__Work request__: Your response must be the entire set of entries, reproduced word for word.

__Stored items__:

=======

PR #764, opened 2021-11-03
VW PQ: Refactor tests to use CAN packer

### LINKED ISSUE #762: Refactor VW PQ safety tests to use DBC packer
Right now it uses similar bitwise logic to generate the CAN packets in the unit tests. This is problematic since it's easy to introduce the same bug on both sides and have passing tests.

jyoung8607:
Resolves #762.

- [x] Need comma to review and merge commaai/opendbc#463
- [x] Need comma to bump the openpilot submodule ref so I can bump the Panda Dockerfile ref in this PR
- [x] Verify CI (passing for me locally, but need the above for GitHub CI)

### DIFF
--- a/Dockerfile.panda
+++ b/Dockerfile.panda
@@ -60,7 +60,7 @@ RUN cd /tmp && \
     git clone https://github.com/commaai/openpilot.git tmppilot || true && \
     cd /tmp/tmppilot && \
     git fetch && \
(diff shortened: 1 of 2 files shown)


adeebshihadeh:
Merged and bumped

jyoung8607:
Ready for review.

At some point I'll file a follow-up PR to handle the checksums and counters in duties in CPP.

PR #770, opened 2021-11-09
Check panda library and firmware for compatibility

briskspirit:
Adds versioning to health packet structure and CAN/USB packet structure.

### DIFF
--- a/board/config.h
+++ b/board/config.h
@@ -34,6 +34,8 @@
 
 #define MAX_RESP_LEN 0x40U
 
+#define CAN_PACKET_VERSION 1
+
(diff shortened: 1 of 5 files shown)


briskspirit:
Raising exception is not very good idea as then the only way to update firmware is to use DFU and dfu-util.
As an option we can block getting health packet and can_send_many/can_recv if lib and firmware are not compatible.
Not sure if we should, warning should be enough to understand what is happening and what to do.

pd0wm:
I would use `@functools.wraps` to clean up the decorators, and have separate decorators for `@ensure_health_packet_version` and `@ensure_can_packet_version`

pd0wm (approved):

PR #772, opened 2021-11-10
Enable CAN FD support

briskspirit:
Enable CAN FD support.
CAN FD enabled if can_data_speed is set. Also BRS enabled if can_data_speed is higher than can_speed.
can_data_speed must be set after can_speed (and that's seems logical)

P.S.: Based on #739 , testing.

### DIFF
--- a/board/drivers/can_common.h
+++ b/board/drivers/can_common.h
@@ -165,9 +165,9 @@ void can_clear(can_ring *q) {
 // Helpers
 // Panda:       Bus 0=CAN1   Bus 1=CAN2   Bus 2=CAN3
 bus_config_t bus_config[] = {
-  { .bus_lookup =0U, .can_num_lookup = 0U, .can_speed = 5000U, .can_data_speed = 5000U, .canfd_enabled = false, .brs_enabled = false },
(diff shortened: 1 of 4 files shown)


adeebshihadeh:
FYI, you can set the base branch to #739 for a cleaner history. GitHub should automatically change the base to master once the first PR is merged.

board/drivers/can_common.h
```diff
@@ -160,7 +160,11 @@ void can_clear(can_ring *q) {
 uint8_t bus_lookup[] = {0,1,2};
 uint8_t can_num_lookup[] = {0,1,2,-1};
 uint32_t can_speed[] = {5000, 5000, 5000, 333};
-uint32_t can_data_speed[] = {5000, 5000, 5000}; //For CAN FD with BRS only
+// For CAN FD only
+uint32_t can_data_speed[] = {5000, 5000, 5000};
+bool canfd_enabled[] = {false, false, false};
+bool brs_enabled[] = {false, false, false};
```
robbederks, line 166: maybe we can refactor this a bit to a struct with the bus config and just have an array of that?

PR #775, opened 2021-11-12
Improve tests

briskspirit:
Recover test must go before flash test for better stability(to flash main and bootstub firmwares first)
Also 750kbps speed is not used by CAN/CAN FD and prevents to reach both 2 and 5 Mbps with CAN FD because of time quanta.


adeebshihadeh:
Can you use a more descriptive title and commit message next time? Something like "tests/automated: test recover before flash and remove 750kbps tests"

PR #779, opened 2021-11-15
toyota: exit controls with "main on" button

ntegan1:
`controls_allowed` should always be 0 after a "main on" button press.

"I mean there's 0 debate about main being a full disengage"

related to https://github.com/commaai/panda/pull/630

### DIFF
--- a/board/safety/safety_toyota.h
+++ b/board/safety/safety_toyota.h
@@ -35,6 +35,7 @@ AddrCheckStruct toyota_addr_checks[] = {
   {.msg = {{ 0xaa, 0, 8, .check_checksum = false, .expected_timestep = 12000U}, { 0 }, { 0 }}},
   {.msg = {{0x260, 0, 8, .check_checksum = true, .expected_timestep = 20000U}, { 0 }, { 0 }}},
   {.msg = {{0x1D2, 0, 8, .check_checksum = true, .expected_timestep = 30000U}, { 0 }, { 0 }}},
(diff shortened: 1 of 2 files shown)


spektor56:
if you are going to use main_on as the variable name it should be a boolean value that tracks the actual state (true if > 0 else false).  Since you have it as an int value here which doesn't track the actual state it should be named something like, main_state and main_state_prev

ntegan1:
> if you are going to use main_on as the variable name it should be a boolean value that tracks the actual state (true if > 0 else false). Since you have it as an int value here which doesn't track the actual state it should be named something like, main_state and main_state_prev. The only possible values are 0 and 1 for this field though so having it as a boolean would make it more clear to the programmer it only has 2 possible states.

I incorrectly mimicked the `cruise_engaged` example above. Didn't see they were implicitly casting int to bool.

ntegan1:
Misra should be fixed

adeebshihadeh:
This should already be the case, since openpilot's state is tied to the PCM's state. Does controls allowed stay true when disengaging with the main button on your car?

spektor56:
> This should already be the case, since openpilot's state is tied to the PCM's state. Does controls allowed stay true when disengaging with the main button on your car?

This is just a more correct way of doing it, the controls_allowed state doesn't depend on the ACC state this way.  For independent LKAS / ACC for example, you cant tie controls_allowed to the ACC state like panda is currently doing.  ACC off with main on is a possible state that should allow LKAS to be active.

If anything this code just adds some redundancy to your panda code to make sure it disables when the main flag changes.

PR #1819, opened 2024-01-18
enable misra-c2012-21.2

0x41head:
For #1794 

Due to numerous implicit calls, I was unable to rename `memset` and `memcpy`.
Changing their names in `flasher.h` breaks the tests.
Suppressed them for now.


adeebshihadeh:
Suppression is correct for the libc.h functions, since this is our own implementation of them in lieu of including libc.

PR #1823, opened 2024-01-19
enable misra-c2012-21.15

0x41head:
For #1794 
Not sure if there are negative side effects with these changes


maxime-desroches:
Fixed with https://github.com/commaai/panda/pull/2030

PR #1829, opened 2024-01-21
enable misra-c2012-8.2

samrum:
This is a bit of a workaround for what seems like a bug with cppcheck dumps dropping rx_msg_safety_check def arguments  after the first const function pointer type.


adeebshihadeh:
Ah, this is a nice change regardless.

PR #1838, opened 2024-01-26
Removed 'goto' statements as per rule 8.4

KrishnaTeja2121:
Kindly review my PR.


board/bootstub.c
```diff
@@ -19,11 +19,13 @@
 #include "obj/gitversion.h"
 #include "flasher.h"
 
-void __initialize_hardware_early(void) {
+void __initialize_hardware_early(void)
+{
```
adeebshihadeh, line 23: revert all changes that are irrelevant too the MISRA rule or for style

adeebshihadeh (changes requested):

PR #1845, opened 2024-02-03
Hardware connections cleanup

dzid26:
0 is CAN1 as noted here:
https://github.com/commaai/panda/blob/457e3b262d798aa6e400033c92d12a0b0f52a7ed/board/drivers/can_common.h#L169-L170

=======

__Exercise output__:
PR #764, opened 2021-11-03
VW PQ: Refactor tests to use CAN packer

### LINKED ISSUE #762: Refactor VW PQ safety tests to use DBC packer
Right now it uses similar bitwise logic to generate the CAN packets in the unit tests. This is problematic since it's easy to introduce the same bug on both sides and have passing tests.

jyoung8607:
Resolves #762.

- [x] Need comma to review and merge commaai/opendbc#463
- [x] Need comma to bump the openpilot submodule ref so I can bump the Panda Dockerfile ref in this PR
- [x] Verify CI (passing for me locally, but need the above for GitHub CI)

### DIFF
--- a/Dockerfile.panda
+++ b/Dockerfile.panda
@@ -60,7 +60,7 @@ RUN cd /tmp && \
     git clone https://github.com/commaai/openpilot.git tmppilot || true && \
     cd /tmp/tmppilot && \
     git fetch && \
(diff shortened: 1 of 2 files shown)


adeebshihadeh:
Merged and bumped

jyoung8607:
Ready for review.

At some point I'll file a follow-up PR to handle the checksums and counters in duties in CPP.

PR #770, opened 2021-11-09
Check panda library and firmware for compatibility

briskspirit:
Adds versioning to health packet structure and CAN/USB packet structure.

### DIFF
--- a/board/config.h
+++ b/board/config.h
@@ -34,6 +34,8 @@
 
 #define MAX_RESP_LEN 0x40U
 
+#define CAN_PACKET_VERSION 1
+
(diff shortened: 1 of 5 files shown)


briskspirit:
Raising exception is not very good idea as then the only way to update firmware is to use DFU and dfu-util.
As an option we can block getting health packet and can_send_many/can_recv if lib and firmware are not compatible.
Not sure if we should, warning should be enough to understand what is happening and what to do.

pd0wm:
I would use `@functools.wraps` to clean up the decorators, and have separate decorators for `@ensure_health_packet_version` and `@ensure_can_packet_version`

pd0wm (approved):

PR #772, opened 2021-11-10
Enable CAN FD support

briskspirit:
Enable CAN FD support.
CAN FD enabled if can_data_speed is set. Also BRS enabled if can_data_speed is higher than can_speed.
can_data_speed must be set after can_speed (and that's seems logical)

P.S.: Based on #739 , testing.

### DIFF
--- a/board/drivers/can_common.h
+++ b/board/drivers/can_common.h
@@ -165,9 +165,9 @@ void can_clear(can_ring *q) {
 // Helpers
 // Panda:       Bus 0=CAN1   Bus 1=CAN2   Bus 2=CAN3
 bus_config_t bus_config[] = {
-  { .bus_lookup =0U, .can_num_lookup = 0U, .can_speed = 5000U, .can_data_speed = 5000U, .canfd_enabled = false, .brs_enabled = false },
(diff shortened: 1 of 4 files shown)


adeebshihadeh:
FYI, you can set the base branch to #739 for a cleaner history. GitHub should automatically change the base to master once the first PR is merged.

board/drivers/can_common.h
```diff
@@ -160,7 +160,11 @@ void can_clear(can_ring *q) {
 uint8_t bus_lookup[] = {0,1,2};
 uint8_t can_num_lookup[] = {0,1,2,-1};
 uint32_t can_speed[] = {5000, 5000, 5000, 333};
-uint32_t can_data_speed[] = {5000, 5000, 5000}; //For CAN FD with BRS only
+// For CAN FD only
+uint32_t can_data_speed[] = {5000, 5000, 5000};
+bool canfd_enabled[] = {false, false, false};
+bool brs_enabled[] = {false, false, false};
```
robbederks, line 166: maybe we can refactor this a bit to a struct with the bus config and just have an array of that?

PR #775, opened 2021-11-12
Improve tests

briskspirit:
Recover test must go before flash test for better stability(to flash main and bootstub firmwares first)
Also 750kbps speed is not used by CAN/CAN FD and prevents to reach both 2 and 5 Mbps with CAN FD because of time quanta.


adeebshihadeh:
Can you use a more descriptive title and commit message next time? Something like "tests/automated: test recover before flash and remove 750kbps tests"

PR #779, opened 2021-11-15
toyota: exit controls with "main on" button

ntegan1:
`controls_allowed` should always be 0 after a "main on" button press.

"I mean there's 0 debate about main being a full disengage"

related to https://github.com/commaai/panda/pull/630

### DIFF
--- a/board/safety/safety_toyota.h
+++ b/board/safety/safety_toyota.h
@@ -35,6 +35,7 @@ AddrCheckStruct toyota_addr_checks[] = {
   {.msg = {{ 0xaa, 0, 8, .check_checksum = false, .expected_timestep = 12000U}, { 0 }, { 0 }}},
   {.msg = {{0x260, 0, 8, .check_checksum = true, .expected_timestep = 20000U}, { 0 }, { 0 }}},
   {.msg = {{0x1D2, 0, 8, .check_checksum = true, .expected_timestep = 30000U}, { 0 }, { 0 }}},
(diff shortened: 1 of 2 files shown)


spektor56:
if you are going to use main_on as the variable name it should be a boolean value that tracks the actual state (true if > 0 else false).  Since you have it as an int value here which doesn't track the actual state it should be named something like, main_state and main_state_prev

ntegan1:
> if you are going to use main_on as the variable name it should be a boolean value that tracks the actual state (true if > 0 else false). Since you have it as an int value here which doesn't track the actual state it should be named something like, main_state and main_state_prev. The only possible values are 0 and 1 for this field though so having it as a boolean would make it more clear to the programmer it only has 2 possible states.

I incorrectly mimicked the `cruise_engaged` example above. Didn't see they were implicitly casting int to bool.

ntegan1:
Misra should be fixed

adeebshihadeh:
This should already be the case, since openpilot's state is tied to the PCM's state. Does controls allowed stay true when disengaging with the main button on your car?

spektor56:
> This should already be the case, since openpilot's state is tied to the PCM's state. Does controls allowed stay true when disengaging with the main button on your car?

This is just a more correct way of doing it, the controls_allowed state doesn't depend on the ACC state this way.  For independent LKAS / ACC for example, you cant tie controls_allowed to the ACC state like panda is currently doing.  ACC off with main on is a possible state that should allow LKAS to be active.

If anything this code just adds some redundancy to your panda code to make sure it disables when the main flag changes.

PR #1819, opened 2024-01-18
enable misra-c2012-21.2

0x41head:
For #1794 

Due to numerous implicit calls, I was unable to rename `memset` and `memcpy`.
Changing their names in `flasher.h` breaks the tests.
Suppressed them for now.


adeebshihadeh:
Suppression is correct for the libc.h functions, since this is our own implementation of them in lieu of including libc.

PR #1823, opened 2024-01-19
enable misra-c2012-21.15

0x41head:
For #1794 
Not sure if there are negative side effects with these changes


maxime-desroches:
Fixed with https://github.com/commaai/panda/pull/2030

PR #1829, opened 2024-01-21
enable misra-c2012-8.2

samrum:
This is a bit of a workaround for what seems like a bug with cppcheck dumps dropping rx_msg_safety_check def arguments  after the first const function pointer type.


adeebshihadeh:
Ah, this is a nice change regardless.

PR #1838, opened 2024-01-26
Removed 'goto' statements as per rule 8.4

KrishnaTeja2121:
Kindly review my PR.


board/bootstub.c
```diff
@@ -19,11 +19,13 @@
 #include "obj/gitversion.h"
 #include "flasher.h"
 
-void __initialize_hardware_early(void) {
+void __initialize_hardware_early(void)
+{
```
adeebshihadeh, line 23: revert all changes that are irrelevant too the MISRA rule or for style

adeebshihadeh (changes requested):

PR #1845, opened 2024-02-03
Hardware connections cleanup

dzid26:
0 is CAN1 as noted here:
https://github.com/commaai/panda/blob/457e3b262d798aa6e400033c92d12a0b0f52a7ed/board/drivers/can_common.h#L169-L170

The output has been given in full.